== RECORDED DATA ==
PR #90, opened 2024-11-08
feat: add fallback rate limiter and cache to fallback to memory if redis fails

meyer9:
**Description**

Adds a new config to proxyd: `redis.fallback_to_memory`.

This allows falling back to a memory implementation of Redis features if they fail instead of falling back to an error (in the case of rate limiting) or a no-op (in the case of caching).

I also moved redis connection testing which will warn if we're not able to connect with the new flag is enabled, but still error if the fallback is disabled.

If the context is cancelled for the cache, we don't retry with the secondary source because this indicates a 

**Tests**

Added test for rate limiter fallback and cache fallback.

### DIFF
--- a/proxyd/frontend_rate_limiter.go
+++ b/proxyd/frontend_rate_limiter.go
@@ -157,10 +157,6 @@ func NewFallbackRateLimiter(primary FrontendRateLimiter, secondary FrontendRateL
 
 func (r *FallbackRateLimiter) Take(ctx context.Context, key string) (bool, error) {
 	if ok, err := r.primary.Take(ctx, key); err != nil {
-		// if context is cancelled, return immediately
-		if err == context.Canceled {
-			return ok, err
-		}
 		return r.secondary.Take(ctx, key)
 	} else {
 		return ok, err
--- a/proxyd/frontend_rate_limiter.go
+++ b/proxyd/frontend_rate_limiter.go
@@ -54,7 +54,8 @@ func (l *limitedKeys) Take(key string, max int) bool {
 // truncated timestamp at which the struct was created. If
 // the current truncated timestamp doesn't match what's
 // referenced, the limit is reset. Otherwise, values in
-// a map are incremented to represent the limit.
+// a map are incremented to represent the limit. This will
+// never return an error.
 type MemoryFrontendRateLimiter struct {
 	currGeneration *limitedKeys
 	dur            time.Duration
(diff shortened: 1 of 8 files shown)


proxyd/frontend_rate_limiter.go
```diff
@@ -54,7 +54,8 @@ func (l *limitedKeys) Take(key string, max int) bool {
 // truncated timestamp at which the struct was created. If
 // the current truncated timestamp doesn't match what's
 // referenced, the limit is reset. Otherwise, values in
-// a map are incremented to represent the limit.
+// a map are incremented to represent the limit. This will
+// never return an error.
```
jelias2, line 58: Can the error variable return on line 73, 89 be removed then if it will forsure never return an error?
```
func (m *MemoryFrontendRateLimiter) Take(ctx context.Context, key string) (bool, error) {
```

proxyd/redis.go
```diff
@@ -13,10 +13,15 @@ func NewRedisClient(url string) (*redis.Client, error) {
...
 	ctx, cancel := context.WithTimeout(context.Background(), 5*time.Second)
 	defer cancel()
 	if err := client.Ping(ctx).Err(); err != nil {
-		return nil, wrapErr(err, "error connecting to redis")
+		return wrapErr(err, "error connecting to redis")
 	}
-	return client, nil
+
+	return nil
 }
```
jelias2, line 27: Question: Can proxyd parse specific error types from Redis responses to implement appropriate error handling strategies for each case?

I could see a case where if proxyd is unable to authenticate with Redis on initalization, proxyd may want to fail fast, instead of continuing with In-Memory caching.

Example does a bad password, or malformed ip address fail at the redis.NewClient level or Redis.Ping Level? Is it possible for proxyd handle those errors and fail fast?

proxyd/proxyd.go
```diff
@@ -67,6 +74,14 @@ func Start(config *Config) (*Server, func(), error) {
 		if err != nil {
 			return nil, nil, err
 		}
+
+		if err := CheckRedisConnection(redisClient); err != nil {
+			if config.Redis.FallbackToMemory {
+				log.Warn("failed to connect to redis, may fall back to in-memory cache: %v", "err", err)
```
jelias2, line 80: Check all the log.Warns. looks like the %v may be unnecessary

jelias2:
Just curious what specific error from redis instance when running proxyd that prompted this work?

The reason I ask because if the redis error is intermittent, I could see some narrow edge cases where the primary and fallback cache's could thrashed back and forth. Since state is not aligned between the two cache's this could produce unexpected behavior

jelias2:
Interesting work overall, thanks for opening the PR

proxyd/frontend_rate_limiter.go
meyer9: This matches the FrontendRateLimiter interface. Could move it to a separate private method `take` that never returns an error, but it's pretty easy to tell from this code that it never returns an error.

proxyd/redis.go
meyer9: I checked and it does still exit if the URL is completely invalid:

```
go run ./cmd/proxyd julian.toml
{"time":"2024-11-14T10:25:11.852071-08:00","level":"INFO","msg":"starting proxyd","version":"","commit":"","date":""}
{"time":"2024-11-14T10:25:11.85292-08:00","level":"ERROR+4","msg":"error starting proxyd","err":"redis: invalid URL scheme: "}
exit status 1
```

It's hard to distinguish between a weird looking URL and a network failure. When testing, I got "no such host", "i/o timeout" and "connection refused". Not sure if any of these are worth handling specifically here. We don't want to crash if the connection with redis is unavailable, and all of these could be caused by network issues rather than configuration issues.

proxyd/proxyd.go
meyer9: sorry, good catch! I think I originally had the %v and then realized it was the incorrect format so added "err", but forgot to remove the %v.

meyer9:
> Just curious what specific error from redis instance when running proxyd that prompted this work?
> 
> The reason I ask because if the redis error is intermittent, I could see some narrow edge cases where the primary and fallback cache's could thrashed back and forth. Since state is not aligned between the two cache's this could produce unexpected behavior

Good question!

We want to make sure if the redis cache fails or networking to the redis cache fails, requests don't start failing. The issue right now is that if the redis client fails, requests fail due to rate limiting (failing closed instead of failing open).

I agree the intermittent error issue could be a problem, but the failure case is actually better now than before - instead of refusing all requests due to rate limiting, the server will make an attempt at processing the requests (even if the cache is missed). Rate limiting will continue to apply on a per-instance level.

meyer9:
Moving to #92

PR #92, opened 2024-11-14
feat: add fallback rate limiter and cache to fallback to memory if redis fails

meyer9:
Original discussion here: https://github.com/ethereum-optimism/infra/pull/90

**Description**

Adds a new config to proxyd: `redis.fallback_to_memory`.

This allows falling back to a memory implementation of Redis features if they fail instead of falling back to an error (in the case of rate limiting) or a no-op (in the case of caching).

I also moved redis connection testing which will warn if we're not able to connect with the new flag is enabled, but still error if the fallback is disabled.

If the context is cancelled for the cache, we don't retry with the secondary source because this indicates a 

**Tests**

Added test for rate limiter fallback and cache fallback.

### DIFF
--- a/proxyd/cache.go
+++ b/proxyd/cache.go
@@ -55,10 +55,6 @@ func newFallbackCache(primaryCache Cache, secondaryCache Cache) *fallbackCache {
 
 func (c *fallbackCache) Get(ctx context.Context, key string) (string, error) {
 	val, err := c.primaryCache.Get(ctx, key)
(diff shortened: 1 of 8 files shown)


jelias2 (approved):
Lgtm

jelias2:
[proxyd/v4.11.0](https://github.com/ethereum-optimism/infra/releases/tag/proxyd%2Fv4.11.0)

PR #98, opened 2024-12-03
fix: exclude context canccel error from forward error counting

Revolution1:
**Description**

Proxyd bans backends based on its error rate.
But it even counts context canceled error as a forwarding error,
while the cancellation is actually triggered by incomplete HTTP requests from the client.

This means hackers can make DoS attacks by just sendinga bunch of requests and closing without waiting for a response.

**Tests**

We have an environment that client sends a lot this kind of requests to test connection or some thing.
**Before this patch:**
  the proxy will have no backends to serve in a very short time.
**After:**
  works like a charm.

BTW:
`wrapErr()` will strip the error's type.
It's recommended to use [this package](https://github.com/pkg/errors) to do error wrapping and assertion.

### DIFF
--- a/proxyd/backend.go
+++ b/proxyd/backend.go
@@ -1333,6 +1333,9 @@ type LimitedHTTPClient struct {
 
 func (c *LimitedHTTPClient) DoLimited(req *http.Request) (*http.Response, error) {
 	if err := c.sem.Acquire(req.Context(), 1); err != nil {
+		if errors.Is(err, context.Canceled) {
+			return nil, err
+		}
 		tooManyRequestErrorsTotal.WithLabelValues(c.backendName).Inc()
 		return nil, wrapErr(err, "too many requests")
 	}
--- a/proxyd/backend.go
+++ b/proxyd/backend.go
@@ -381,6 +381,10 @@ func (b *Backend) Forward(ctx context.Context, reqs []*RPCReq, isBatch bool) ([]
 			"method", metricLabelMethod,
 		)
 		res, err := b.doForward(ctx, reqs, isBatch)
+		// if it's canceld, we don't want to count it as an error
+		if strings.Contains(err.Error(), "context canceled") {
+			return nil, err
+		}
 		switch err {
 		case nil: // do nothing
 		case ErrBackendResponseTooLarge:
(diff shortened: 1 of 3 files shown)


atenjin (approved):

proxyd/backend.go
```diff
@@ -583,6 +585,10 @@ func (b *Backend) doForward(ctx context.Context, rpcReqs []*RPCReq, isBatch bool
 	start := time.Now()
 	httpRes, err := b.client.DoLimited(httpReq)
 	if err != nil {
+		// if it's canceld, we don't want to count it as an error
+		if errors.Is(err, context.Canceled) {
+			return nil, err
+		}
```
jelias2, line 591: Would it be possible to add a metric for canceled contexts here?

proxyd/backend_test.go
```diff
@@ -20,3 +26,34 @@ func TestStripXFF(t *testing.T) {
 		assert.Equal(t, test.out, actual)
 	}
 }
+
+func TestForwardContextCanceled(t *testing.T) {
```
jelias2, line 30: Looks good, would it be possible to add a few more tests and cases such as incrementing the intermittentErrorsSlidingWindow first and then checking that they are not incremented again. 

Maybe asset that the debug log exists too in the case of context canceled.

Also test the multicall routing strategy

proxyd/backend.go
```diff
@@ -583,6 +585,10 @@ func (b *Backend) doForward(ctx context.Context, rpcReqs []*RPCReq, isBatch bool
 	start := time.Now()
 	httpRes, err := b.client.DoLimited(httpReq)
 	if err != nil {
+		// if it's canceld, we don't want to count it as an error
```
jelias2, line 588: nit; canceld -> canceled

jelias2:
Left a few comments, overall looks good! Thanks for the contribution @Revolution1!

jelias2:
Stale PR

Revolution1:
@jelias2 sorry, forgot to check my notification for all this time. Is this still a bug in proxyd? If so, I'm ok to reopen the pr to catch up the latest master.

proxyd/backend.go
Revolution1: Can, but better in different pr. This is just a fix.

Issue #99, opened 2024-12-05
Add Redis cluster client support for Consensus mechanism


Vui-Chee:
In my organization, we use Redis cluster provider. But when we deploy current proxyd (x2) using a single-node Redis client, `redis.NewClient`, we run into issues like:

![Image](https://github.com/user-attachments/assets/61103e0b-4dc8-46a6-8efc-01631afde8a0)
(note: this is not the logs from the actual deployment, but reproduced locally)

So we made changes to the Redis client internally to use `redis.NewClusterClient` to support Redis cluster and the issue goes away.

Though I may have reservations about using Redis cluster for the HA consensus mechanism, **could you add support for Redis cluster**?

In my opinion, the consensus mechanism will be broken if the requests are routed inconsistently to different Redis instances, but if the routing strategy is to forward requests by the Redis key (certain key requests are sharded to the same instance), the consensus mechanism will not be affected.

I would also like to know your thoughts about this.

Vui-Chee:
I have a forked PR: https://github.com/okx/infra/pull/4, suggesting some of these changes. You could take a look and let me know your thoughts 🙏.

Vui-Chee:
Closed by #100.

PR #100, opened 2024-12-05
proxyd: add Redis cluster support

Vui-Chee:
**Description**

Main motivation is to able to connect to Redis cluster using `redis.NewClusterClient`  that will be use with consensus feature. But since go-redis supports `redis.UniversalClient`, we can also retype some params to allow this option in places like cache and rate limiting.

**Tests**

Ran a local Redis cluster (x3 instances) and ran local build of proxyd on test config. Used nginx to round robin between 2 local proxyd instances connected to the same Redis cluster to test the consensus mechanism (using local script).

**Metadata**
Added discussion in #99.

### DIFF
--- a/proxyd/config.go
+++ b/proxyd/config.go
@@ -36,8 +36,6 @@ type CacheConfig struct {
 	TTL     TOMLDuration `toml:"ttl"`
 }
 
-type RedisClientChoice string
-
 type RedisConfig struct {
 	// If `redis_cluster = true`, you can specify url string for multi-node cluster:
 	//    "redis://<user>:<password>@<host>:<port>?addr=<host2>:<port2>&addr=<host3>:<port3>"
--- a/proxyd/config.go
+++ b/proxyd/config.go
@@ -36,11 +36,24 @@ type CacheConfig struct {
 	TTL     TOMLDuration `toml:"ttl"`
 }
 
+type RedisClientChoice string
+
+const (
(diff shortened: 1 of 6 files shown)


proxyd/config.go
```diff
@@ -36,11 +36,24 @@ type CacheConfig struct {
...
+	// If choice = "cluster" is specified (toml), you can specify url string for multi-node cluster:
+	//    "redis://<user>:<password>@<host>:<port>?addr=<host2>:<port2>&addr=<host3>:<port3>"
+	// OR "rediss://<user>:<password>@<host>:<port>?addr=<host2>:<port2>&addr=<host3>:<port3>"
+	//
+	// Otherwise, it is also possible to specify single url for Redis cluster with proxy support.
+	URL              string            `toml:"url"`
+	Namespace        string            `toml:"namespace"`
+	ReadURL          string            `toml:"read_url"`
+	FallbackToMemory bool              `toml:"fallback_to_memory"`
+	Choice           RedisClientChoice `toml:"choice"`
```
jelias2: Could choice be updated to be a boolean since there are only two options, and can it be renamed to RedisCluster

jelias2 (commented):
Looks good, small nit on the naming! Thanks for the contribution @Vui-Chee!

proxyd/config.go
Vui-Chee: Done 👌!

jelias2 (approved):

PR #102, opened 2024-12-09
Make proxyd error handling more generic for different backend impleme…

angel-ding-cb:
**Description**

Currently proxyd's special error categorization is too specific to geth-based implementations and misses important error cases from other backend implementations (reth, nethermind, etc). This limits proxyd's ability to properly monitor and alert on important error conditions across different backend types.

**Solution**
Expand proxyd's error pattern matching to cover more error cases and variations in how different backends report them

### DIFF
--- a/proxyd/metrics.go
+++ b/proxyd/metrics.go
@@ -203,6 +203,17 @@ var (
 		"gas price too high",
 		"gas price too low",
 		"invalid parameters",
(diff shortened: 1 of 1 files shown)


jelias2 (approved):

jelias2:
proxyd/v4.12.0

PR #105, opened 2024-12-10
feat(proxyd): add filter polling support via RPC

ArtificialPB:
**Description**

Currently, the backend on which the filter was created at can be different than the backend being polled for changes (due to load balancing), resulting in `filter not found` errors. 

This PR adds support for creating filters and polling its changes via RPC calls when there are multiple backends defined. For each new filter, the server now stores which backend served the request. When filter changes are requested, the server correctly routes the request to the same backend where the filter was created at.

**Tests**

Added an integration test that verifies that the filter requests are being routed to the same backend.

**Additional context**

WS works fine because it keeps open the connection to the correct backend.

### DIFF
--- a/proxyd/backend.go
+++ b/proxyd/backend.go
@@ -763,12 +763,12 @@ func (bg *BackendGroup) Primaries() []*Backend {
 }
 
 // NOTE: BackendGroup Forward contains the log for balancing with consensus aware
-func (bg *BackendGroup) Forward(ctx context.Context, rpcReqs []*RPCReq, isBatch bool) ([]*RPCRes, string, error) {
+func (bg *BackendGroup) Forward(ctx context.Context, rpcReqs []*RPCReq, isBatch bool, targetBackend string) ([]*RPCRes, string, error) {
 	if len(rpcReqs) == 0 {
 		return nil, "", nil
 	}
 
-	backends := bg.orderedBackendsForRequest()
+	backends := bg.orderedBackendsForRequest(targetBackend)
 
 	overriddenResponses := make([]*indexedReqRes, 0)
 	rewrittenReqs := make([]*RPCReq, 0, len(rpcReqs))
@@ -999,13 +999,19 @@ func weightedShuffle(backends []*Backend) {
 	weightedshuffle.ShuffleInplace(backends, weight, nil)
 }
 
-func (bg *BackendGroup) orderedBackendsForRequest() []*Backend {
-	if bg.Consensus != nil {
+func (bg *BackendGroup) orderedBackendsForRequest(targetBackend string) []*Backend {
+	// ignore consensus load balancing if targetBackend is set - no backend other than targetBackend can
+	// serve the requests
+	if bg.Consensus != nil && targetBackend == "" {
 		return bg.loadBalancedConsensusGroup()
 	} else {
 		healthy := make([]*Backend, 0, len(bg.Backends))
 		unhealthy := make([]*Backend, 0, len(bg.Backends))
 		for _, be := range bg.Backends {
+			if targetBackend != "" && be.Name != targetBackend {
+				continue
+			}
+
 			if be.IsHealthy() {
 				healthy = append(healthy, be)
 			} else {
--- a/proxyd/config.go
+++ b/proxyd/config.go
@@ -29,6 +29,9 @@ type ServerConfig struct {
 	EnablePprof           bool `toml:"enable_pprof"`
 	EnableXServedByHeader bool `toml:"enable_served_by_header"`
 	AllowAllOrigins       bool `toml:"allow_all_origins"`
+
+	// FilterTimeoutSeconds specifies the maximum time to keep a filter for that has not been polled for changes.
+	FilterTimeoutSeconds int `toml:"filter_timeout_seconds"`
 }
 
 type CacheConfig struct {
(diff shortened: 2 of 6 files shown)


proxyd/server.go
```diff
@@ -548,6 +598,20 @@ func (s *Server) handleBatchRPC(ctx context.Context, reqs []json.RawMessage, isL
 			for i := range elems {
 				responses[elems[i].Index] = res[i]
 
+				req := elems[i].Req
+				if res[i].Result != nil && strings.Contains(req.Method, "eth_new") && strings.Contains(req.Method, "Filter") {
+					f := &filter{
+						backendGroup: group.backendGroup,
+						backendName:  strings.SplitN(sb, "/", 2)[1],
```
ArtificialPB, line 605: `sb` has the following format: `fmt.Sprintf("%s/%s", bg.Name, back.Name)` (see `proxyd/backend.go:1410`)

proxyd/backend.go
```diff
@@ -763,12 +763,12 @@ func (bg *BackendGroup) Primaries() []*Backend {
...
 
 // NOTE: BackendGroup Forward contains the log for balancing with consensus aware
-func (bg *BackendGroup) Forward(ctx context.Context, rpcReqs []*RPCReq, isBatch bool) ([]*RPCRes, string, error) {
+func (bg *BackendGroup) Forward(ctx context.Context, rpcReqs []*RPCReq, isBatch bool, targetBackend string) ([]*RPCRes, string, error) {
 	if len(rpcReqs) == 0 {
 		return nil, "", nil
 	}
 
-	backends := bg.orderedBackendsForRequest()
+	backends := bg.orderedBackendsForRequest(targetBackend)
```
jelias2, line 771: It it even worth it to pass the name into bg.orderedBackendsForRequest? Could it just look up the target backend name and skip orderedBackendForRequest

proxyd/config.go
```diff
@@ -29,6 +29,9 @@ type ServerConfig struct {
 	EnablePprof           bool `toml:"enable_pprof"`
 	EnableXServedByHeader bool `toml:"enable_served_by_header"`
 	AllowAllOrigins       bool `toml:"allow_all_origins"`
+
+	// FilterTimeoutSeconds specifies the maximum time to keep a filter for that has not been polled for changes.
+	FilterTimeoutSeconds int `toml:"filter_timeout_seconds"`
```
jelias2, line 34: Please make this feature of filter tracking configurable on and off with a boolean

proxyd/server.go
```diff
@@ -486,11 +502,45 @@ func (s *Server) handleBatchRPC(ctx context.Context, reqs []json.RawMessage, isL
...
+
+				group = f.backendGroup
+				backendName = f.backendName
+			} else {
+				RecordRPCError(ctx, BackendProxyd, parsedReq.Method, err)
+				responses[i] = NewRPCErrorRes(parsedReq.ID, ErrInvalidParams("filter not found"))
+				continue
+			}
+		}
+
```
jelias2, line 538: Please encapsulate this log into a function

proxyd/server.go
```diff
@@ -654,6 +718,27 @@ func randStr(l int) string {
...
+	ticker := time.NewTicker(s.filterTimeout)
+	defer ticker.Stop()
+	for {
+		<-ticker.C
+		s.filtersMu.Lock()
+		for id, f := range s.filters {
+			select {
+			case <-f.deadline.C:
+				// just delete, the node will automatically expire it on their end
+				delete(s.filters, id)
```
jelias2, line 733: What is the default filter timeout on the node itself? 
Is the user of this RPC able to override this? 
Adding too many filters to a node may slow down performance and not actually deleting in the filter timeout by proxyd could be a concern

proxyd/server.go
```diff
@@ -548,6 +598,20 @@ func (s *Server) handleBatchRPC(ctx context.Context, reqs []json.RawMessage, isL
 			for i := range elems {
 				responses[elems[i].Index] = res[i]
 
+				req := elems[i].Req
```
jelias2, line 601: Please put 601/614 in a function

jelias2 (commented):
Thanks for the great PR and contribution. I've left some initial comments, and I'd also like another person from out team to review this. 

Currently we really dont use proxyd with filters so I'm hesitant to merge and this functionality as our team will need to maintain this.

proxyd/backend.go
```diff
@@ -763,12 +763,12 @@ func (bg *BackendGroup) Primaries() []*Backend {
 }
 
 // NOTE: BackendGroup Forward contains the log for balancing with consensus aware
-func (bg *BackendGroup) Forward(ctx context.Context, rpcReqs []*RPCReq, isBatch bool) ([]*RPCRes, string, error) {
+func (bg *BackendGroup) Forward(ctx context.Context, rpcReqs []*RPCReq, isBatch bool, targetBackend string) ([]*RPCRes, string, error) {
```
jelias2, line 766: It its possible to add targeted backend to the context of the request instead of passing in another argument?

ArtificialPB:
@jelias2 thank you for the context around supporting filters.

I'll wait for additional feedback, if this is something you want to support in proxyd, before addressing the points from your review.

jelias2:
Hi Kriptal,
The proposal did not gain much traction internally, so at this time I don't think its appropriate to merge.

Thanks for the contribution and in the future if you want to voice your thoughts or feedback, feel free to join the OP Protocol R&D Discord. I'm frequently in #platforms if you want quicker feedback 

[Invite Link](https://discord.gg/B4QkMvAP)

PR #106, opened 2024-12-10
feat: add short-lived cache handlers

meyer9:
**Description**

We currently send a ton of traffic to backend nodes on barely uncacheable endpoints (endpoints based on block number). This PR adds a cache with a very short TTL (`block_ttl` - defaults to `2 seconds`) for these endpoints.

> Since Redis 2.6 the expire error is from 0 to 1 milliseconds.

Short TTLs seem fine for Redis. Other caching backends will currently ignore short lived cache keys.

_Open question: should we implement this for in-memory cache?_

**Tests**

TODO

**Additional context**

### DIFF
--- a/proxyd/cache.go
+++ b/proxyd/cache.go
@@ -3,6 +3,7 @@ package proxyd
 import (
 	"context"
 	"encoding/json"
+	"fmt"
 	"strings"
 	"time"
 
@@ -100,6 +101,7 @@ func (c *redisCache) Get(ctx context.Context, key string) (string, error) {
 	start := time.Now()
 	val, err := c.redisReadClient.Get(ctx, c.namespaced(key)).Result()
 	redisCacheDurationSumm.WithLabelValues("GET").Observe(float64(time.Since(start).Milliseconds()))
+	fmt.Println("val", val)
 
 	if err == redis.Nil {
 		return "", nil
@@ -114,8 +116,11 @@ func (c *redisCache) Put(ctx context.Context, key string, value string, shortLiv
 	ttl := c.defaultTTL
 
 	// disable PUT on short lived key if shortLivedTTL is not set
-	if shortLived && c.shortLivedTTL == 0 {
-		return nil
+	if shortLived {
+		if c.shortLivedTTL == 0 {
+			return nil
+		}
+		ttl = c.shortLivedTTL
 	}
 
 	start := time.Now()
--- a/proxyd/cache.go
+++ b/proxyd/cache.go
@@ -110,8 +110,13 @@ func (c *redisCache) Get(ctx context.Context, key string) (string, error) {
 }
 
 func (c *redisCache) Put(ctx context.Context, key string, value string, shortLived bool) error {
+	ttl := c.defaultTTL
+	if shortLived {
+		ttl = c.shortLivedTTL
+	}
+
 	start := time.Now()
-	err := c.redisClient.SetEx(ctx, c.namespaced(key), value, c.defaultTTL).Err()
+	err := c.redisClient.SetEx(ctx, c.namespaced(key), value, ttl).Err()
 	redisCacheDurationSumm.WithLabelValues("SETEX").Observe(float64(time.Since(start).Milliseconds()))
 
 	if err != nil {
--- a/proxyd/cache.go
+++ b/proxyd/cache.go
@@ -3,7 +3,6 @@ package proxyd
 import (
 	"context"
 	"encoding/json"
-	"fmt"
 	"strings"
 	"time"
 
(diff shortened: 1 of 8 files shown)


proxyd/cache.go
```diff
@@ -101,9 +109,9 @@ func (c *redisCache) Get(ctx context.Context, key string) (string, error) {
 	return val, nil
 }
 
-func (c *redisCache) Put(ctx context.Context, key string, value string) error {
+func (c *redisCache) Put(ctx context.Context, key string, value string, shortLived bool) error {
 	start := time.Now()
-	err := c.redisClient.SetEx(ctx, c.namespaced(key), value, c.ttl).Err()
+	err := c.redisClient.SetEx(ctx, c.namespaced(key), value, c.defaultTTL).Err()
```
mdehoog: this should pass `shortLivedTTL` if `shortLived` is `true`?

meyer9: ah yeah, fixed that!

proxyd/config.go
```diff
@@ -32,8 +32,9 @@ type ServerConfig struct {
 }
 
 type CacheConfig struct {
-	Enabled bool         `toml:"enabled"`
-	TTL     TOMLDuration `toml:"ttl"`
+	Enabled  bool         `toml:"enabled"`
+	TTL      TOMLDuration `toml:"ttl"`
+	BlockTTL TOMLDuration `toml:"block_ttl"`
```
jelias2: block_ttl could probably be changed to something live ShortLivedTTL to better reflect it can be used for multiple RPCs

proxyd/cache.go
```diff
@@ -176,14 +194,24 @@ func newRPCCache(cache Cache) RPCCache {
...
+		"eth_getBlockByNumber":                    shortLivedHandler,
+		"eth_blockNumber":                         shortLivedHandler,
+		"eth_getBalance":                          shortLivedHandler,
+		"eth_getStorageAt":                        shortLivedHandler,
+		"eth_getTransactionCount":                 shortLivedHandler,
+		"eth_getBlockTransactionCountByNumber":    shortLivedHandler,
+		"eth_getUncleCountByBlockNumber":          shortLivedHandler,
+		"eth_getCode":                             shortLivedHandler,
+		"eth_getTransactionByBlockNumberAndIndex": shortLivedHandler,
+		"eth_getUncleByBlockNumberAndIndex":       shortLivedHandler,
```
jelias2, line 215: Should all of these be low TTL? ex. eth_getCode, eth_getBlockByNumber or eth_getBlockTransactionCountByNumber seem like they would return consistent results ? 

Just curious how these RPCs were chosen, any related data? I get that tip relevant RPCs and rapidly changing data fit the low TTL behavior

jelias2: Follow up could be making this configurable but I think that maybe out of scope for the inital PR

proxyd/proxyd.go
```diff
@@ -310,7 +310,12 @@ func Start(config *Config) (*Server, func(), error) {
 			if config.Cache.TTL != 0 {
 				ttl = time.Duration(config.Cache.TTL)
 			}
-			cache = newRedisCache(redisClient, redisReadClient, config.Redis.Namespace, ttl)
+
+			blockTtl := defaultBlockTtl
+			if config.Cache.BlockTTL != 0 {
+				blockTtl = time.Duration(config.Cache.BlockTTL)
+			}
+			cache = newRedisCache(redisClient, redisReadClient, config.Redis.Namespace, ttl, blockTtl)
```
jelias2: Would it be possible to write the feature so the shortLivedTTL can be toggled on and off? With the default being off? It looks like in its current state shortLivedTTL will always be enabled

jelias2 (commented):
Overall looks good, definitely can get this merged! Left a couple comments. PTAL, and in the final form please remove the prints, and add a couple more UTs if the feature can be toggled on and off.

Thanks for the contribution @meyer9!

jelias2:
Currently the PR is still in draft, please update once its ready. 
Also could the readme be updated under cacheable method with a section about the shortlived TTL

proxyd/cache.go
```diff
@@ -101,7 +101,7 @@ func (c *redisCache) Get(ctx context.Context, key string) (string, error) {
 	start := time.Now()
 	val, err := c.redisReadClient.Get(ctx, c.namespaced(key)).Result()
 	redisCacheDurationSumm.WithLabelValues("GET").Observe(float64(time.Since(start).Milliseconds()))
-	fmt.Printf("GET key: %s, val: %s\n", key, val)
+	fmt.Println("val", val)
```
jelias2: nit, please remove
===
**PROMPT**
Spot the lines above that mention "same" and copy them.

**REPLY TO THE TASK**
In my opinion, the consensus mechanism will be broken if the requests are routed inconsistently to different Redis instances, but if the routing strategy is to forward requests by the Redis key (certain key requests are sharded to the same instance), the consensus mechanism will not be affected.
Ran a local Redis cluster (x3 instances) and ran local build of proxyd on test config. Used nginx to round robin between 2 local proxyd instances connected to the same Redis cluster to test the consensus mechanism (using local script).
This PR adds support for creating filters and polling its changes via RPC calls when there are multiple backends defined. For each new filter, the server now stores which backend served the request. When filter changes are requested, the server correctly routes the request to the same backend where the filter was created at.
Added an integration test that verifies that the filter requests are being routed to the same backend.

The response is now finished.